PROBLEM TO WORK ON: Start with the first line of the data and end with the line that holds "# Everything else is identical to Quest"; write out each one exactly.

INPUT RECORDS:
PR #1672, opened 2020-04-19
Fix include path in modelsim makefile

themperek:
Reported on gitter by @ajeshp

Leftover from #1629

### DIFF
--- a/cocotb/share/makefiles/simulators/Makefile.modelsim
+++ b/cocotb/share/makefiles/simulators/Makefile.modelsim
@@ -31,5 +31,4 @@
 #ARCH:=i686
 
 # Everything else is identical to Quest
-include $(COCOTB_SHARE_DIR)/makefiles/simulators/Makefile.questa
-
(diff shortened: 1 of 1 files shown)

SOLUTION:
PR #1672, opened 2020-04-19
Fix include path in modelsim makefile

themperek:
Reported on gitter by @ajeshp

Leftover from #1629

### DIFF
--- a/cocotb/share/makefiles/simulators/Makefile.modelsim
+++ b/cocotb/share/makefiles/simulators/Makefile.modelsim
@@ -31,5 +31,4 @@
 #ARCH:=i686
 
 # Everything else is identical to Quest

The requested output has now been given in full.